■ **What you will do**: The answer should be each line from the entries below that has the word "trained" in it.

----------

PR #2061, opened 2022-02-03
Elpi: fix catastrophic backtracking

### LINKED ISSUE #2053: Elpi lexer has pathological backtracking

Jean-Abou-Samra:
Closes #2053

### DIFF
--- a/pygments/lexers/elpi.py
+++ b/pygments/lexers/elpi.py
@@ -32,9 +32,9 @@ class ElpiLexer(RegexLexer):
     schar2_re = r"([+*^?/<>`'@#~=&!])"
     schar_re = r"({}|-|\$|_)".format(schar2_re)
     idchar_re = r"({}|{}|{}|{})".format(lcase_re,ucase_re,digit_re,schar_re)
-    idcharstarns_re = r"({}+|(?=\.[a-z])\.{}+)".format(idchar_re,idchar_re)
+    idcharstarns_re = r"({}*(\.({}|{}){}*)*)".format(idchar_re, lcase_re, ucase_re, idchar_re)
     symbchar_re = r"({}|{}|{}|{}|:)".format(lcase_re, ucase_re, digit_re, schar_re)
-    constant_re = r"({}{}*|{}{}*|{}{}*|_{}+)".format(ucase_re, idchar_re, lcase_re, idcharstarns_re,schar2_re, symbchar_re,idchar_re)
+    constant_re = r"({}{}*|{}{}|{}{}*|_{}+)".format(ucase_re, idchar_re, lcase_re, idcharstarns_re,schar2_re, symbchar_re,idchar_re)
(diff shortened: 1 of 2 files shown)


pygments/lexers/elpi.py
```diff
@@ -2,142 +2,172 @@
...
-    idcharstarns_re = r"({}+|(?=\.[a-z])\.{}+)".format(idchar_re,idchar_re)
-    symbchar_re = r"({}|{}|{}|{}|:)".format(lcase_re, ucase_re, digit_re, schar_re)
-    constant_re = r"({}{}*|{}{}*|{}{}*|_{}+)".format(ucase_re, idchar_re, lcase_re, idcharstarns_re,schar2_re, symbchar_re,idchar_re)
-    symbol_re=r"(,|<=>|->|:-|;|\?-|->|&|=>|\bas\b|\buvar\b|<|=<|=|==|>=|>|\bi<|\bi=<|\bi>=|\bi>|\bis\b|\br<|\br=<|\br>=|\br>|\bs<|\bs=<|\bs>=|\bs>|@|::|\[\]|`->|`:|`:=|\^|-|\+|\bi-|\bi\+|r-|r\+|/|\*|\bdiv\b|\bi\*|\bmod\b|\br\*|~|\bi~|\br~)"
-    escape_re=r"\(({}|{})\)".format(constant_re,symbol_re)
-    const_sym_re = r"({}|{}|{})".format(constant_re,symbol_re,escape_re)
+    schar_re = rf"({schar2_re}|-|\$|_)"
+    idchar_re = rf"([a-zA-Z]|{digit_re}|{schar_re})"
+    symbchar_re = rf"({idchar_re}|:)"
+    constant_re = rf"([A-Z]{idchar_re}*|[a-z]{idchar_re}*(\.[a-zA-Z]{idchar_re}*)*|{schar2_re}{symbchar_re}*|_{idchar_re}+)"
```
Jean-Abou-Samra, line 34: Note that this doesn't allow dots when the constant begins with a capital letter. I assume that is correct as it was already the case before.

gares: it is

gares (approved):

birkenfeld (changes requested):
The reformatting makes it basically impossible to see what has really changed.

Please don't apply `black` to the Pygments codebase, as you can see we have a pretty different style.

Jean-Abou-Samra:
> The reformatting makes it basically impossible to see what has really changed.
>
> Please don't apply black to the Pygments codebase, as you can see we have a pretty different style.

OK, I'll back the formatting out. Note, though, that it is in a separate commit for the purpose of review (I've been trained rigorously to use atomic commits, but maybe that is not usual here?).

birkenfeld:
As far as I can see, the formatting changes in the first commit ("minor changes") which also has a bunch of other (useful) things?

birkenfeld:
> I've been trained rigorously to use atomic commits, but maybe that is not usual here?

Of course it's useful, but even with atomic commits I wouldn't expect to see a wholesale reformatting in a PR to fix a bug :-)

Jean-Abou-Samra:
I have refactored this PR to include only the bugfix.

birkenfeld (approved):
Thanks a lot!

----------

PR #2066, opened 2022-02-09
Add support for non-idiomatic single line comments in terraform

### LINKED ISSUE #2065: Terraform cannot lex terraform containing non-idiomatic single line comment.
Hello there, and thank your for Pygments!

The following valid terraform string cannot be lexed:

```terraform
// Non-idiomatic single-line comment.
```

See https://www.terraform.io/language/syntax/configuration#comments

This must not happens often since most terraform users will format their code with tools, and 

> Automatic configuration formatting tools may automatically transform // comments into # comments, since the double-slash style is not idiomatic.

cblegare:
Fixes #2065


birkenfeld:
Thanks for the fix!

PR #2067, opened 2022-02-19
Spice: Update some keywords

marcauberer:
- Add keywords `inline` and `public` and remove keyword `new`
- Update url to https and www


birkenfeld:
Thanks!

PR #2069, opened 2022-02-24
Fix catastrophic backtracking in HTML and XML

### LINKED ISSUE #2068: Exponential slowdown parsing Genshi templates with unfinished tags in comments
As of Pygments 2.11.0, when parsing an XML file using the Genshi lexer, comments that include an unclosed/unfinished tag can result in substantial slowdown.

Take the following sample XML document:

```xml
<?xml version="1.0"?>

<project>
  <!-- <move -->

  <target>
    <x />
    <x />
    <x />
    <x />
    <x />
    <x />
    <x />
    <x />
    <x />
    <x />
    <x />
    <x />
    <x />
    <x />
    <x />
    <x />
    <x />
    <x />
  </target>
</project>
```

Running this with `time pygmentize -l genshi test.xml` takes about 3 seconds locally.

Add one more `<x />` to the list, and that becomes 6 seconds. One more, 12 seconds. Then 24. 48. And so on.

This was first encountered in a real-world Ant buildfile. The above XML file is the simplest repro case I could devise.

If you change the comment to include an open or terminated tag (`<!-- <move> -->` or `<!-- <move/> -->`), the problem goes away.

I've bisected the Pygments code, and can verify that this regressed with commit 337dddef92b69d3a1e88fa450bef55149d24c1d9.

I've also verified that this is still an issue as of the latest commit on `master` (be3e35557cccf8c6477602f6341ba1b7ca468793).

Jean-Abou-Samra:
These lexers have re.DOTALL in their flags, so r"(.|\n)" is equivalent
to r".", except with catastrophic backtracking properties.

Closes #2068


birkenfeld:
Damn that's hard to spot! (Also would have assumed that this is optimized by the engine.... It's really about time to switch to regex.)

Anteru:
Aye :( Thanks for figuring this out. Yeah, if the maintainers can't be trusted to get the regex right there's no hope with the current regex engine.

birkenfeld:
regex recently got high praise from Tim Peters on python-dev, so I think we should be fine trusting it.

----------

■ **Worked solution**:
OK, I'll back the formatting out. Note, though, that it is in a separate commit for the purpose of review (I've been trained rigorously to use atomic commits, but maybe that is not usual here?).
> I've been trained rigorously to use atomic commits, but maybe that is not usual here?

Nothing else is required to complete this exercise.